What to do =
In the data below, which lines contain "more"? List them by copying each one.

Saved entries
= = =

Issue #228, opened 2015-05-26
Accessibility hint for capture process should be exposed as property on image capture step


jwe-apple:
The image capture step should probably include an accessibility hint. Since the description of what exactly to do is specific to the particular use case, we should expose this as a property on the image capture step.

brucehappy:
The ``Localizable.strings`` has two strings that have existed since the epoch of the project on github, and that seem to be remnants of a never included Media step. 
```
/* Media step */
"MEDIA_BUTTON_HAVE_IMAGE" = "Tap to capture a different image";
"MEDIA_BUTTON" = "Tap to capture an image";
```
This raises the question, do we need two hints?   One for the state where an image is not captured, and one for when it is already captured?  If so, presumably we need allow the developer to specify both hints via properties.  And, would you like to repurpose the above strings, with different names, for the default hints of the image capture step when the developer does not specify any?

brucehappy:
@jwe-apple Also would like to know if you believe the hint should be on the Capture/Recapture buttons, or if it should be on the preview.  Currently, I've got the hint on the preview (switching it between the two hints depending on the current mode), and I've also made the magic tap on the preview click either the capture or recapture button depending on which is active.

YuanZhu-apple:
@brucehappy 
"MEDIA_BUTTON_HAVE_IMAGE" and "MEDIA_BUTTON" are not being used, we need to clean it up.   

Add a hint for the image template on the top of preview view, so voice over users can understand the aim of the image capture. 

Currently,  it only says "Capture preview, image". Ideally, it would say something like: "Capture preview, right hand, image".

umerkhan-apple:
https://github.com/ResearchKit/ResearchKit/pull/305

brucehappy:
I had worked on this issue, as indicated in my previous comments.  Apologies for not submitting a PR after the response from @YuanZhu-apple .  I do not wish to step on anyone's toes, but I can submit the PR now, if desired.

umerkhan-apple:
@brucehappy I figured you were busy, so I went ahead and started working on the issue. I have updated the PR following your suggestions. Please compare the PR with your version and let me know of any differences or suggestions. Let me know if you feel your version is significantly different and would like me to close my PR?

brucehappy:
Ok, just ping me by replying to the issue in future, if you don't mind.  It could save us from duplicating work.

[...]

PR #305, opened 2015-07-01
Accessibility hint for Image Capture Step

umerkhan-apple:
Added the requirement of an accessibility hint for image capture step. This is only required if the user provides a template image for an overlay.
#228

### DIFF
--- a/ResearchKit/Common/ORKImageCaptureCameraPreviewView.h
+++ b/ResearchKit/Common/ORKImageCaptureCameraPreviewView.h
@@ -41,6 +41,7 @@ NS_ASSUME_NONNULL_BEGIN
 @property (nonatomic) AVCaptureVideoOrientation videoOrientation;
 @property (nonatomic, weak, nullable) UIImage *templateImage;
 @property (nonatomic) UIEdgeInsets templateImageInsets;
+@property (nonatomic, weak, nullable) NSString *templateImageAccessibilityHint;
 @property (nonatomic, getter=isTemplateImageHidden) BOOL templateImageHidden;
 @property (nonatomic, weak, nullable) UIImage *capturedImage;
 
--- a/ResearchKit/Common/ORKImageCaptureCameraPreviewView.h
+++ b/ResearchKit/Common/ORKImageCaptureCameraPreviewView.h
@@ -41,7 +41,7 @@ NS_ASSUME_NONNULL_BEGIN
 @property (nonatomic) AVCaptureVideoOrientation videoOrientation;
 @property (nonatomic, weak, nullable) UIImage *templateImage;
 @property (nonatomic) UIEdgeInsets templateImageInsets;
-@property (nonatomic, weak, nullable) NSString *templateImageAccessibilityHint;
+@property (nonatomic, copy, nullable) NSString *templateImageAccessibilityHint;
 @property (nonatomic, getter=isTemplateImageHidden) BOOL templateImageHidden;
 @property (nonatomic, weak, nullable) UIImage *capturedImage;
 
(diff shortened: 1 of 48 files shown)


ResearchKit/Common/ORKImageCaptureCameraPreviewView.h
```diff
@@ -41,6 +41,7 @@ NS_ASSUME_NONNULL_BEGIN
 @property (nonatomic) AVCaptureVideoOrientation videoOrientation;
 @property (nonatomic, weak, nullable) UIImage *templateImage;
 @property (nonatomic) UIEdgeInsets templateImageInsets;
+@property (nonatomic, weak, nullable) NSString *templateImageAccessibilityHint;
```
YuanZhu-apple: Shouldn't use `copy` instead of `weak`?

samples/ORKCatalog/ORKCatalog.xcodeproj/project.pbxproj
```diff
@@ -208,6 +208,7 @@
 				TargetAttributes = {
 					869230BD1AAA890A00BFE11B = {
 						CreatedOnToolsVersion = 6.2;
+						DevelopmentTeam = 7JYUG8QGJ3;
```
brucehappy: You should undo this commit to ``project.pbxproj``

ResearchKit/Common/ORKImageCaptureStep.m
```diff
@@ -88,4 +88,12 @@ - (ORKPermissionMask)requestedPermissions {
     return mask | ORKPermissionCamera;
 }
 
+- (void)validateParameters{
+    [super validateParameters];
+    
+    if ( self.templateImage != nil && self.templateImageAccessibilityHint == nil) {
```
YuanZhu-apple: Nice to check if (string.length == 0)

ResearchKit/Common/ORKImageCaptureStep.h
```diff
@@ -65,4 +65,12 @@ ORK_CLASS_AVAILABLE
  */
 @property (nonatomic) UIEdgeInsets templateImageInsets;
 
+/**
+ Accessibility hint to be used in Voice Over for `templateImage`.
+ 
+ The accessibility hint provides voice over instructions for the user. When setting the
+ accessibility hint, be sure to clearly state what the 'templateImage' is displaying.
+ */
+@property (nonatomic, strong) NSString *templateImageAccessibilityHint;
```
YuanZhu-apple: Use `copy` instead of `strong` to prevent anybody pass in a mutable NSString.

brucehappy: A template image is NOT required in order to use the ``ORKImageCaptureStep``.  Since the existing accessibility hint is applied to the preview view, I do not believe this should be called ``templateImageAccessibilityHint``.  If you did not supply a template image, you may wish to provide a hint like "Take a picture of your hand" without mentioning alignment.

ResearchKit/Common/ORKImageCaptureStep.m
brucehappy: I would argue against this entire function.   A template image is NOT required in order to use the ``ORKImageCaptureStep`` and the existing accessibility hint is always applied to the preview view, not only when it has a valid template image.

ResearchKit/Common/ORKImageCaptureView.m
```diff
@@ -121,6 +121,7 @@ - (void)setImageCaptureStep:(ORKImageCaptureStep *)imageCaptureStep {
     
     _previewView.templateImage = imageCaptureStep.templateImage;
     _previewView.templateImageInsets = imageCaptureStep.templateImageInsets;
+    _previewView.templateImageAccessibilityHint = imageCaptureStep.templateImageAccessibilityHint;
```
YuanZhu-apple: Is there a reason not to set `_previewView.accessibilityHint` directly?

brucehappy:
The likely reason the tests are failing is because you have not updated ``ORKSerialization.m``

PR #457, opened 2015-09-14
Fix `blank` consent html review page.

YuanZhu-apple:
To reproduce:
1. Run ORKTest
2. Select Consent
3. Navigate to consent review step

Somehow `updateViewConstraints` is not being called. Have to force it.
Also added  super call to `viewWillTransitionToSize`

 
screen shot 2015-09-14 at 1 59 28 pmscreen shot 2015-09-14 at 1 59 11 pm

### DIFF
--- a/ResearchKit/Consent/ORKConsentReviewController.m
+++ b/ResearchKit/Consent/ORKConsentReviewController.m
@@ -87,6 +87,8 @@
     
     [self.view addSubview:_webView];
     [self.view addSubview:_toolbar];
+    
+    [self.view setNeedsUpdateConstraints];
 }
 
 - (void)updateLayoutMargins {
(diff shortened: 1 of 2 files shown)


YuanZhu-apple:
@rsanchezsaez Can you help me review this one?
I am also considering cherry picking this patch to stable branch, because it is quite critical.

rsanchezsaez:
Reviewed. Reproduced bug without the patch, the issue looks fixed after applying the patch.

Code looks good: it makes sense to call `setNeedsUpdateConstraints` after adding additional subviews from the view controller.

YuanZhu-apple:
Thanks!

YuanZhu-apple:
It is weird that without the patch, `Consent Review` task works fine.

rsanchezsaez:
@YuanZhu-apple Yeah, that’s quite strange.

It seems that, starting on iOS 8, `updateViewConstraints` isn’t always called after the view loads. I wonder why it’s called in one case but not in the other. Maybe an iOS-level *autolayout* bug?

Issue #455, opened 2015-09-14
Animations for Consent Sections not playing after leaving visual consent step


jamiedaniel:
To replicate:

1. Run ORKTest
2. Select Consent
3. Navigate to consent review step
4. Navigate backward 2-4 times
5. Navigate forward and notice that the animation in not visible but played the correct amount of time.

YuanZhu-apple:
@umerkhan-apple is investigating.

YuanZhu-apple:
Fixed by #459

PR #459, opened 2015-09-16
Fix consent animation.

YuanZhu-apple:
Fix for #455

Root cause: old playerView's dealloc happens on the new EAGLContext(wrong) of new playerView.

Save/Restore EAGLContext in each of the methods which do GL drawing.
This make more than one GLContext lives together.

### DIFF
--- a/ResearchKit/Consent/ORKEAGLMoviePlayerView.m
+++ b/ResearchKit/Consent/ORKEAGLMoviePlayerView.m
@@ -93,6 +93,7 @@ static const GLfloat kColorConversion709[] = {
     GLint _backingHeight;
     
     EAGLContext *_context;
+    NSMutableArray *_contextStack;
     CVOpenGLESTextureRef _lumaTexture;
     CVOpenGLESTextureRef _chromaTexture;
     CVOpenGLESTextureCacheRef _videoTextureCache;
@@ -144,7 +145,7 @@ const GLfloat DefaultPreferredRotation = 0;
         // Set the context into which the frames will be drawn.
         _context = [[EAGLContext alloc] initWithAPI:kEAGLRenderingAPIOpenGLES2];
         
-        if (!_context || ![EAGLContext setCurrentContext:_context] || ![self loadShaders]) {
+        if (!_context || ![self loadShaders]) {
             return nil;
         }
         
@@ -161,7 +162,8 @@ const GLfloat DefaultPreferredRotation = 0;
     }
     _glIsSetup = YES;
 
-    [EAGLContext setCurrentContext:_context];
+    [self saveGLContext];
+    
     glDisable(GL_DEPTH_TEST);
     [self setupBuffers];
     
@@ -189,6 +191,7 @@ const GLfloat DefaultPreferredRotation = 0;
     glGenVertexArraysOES(1, &_vertexArrayHandle);
     glGenBuffers(1, &_vertexBufferHandle);
 
+    [self restoreGLContext];
     ORKEAGLLog(@"");
 }
 
@@ -198,6 +201,8 @@ const GLfloat DefaultPreferredRotation = 0;
     if (!_glIsSetup) {
         return;
     }
+    
+    [self saveGLContext];
     
     [self deleteBuffers];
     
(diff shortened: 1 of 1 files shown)


YuanZhu-apple:
@jwe-apple Can you review? Thanks!

rsanchezsaez:
The fix looks sensible and it works great.

But, wouldn't just using a `_currentContext` variable instead of a *stack* be simpler? We could assume that the context is correct in inner methods like `compileShader`, `linkProgram`, `cleanUpTextures`, etc., and don't save/restore the context on those (since they'd always be called from somewhere else which has an outer context save/restore) .

I'm conflicted: what you did is probably safer and more comprehensive, but it makes avoidable calls to `saveGLContext`/`restoreGLContext`. ;-)

YuanZhu-apple:
My solution is very like: `CGContextSaveGState` and `CGContextRestoreGState`.  
There are avoidable calls, but this code is easy to maintain(no need to keep track which one is inner method).

rsanchezsaez:
Yeah, you're right, I'm now convinced that your solution is better. I'm all-in for simplicity over premature optimizations any time. The extra calls for maintaining the stack should be negligible.

I was kind of thinking loudly (because I had seen the local variable solution before).

ResearchKit/Consent/ORKEAGLMoviePlayerView.m
```diff
@@ -580,14 +662,18 @@ - (BOOL)compileShader:(GLuint *)shader type:(GLenum)type URL:(NSURL *)URL {
     
     glGetShaderiv(*shader, GL_COMPILE_STATUS, &status);
     if (status == 0) {
+        [self restoreGLContext];
```
jwe-apple: Can we rearrange this slightly to avoid the early return? Better to have a single exit path.

ResearchKit/Consent/ORKEAGLMoviePlayerView.m
```diff
@@ -527,7 +606,7 @@ - (BOOL)loadShaders {
             glDeleteProgram(_programHandle);
             _programHandle = 0;
         }
-        
+        [self restoreGLContext];
```
jwe-apple: Also arrange this to avoid the early return if we can?

ResearchKit/Consent/ORKEAGLMoviePlayerView.m
```diff
@@ -246,10 +258,57 @@ - (void)cleanUpTextures {
...
+
+- (BOOL)restoreGLContext {
+    BOOL success = YES;
+    
+    id lastObject = [_contextStack lastObject];
+    
+    if (lastObject) {
+        EAGLContext *contextToBeRestored = (lastObject != [NSNull null]) ? lastObject : nil;
+        
+        // Switch context only when necessory
```
jwe-apple: spelling

ResearchKit/Consent/ORKEAGLMoviePlayerView.m
```diff
@@ -246,10 +258,57 @@ - (void)cleanUpTextures {
...
+    EAGLContext *currentContext = [EAGLContext currentContext];
+    
+    // Switch context only when necessory
+    if (_context != currentContext) {
+        glFlush();
+        success = [EAGLContext setCurrentContext:_context];
+    }
+    
+    // Always push
+    [_contextStack addObject:currentContext? : [NSNull null]];
```
jwe-apple: spacing

ResearchKit/Consent/ORKEAGLMoviePlayerView.m
```diff
@@ -246,10 +258,57 @@ - (void)cleanUpTextures {
     
     // Periodic texture cache flush every frame
     CVOpenGLESTextureCacheFlush(_videoTextureCache, 0);
+    
+    [self restoreGLContext];
+}
+
+- (BOOL)saveGLContext {
```
jwe-apple: I'm not sure I like "save" as the name here. "Save" normally means you don't change anything - but here "save" has the side effect of setting the current context.

Could we instead call these push / pop? e.g. pushGLContext / popGLContext

YuanZhu-apple:
Thanks @jwe-apple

= = =

Response to the exercise =
This make more than one GLContext lives together.
I'm conflicted: what you did is probably safer and more comprehensive, but it makes avoidable calls to `saveGLContext`/`restoreGLContext`. ;-)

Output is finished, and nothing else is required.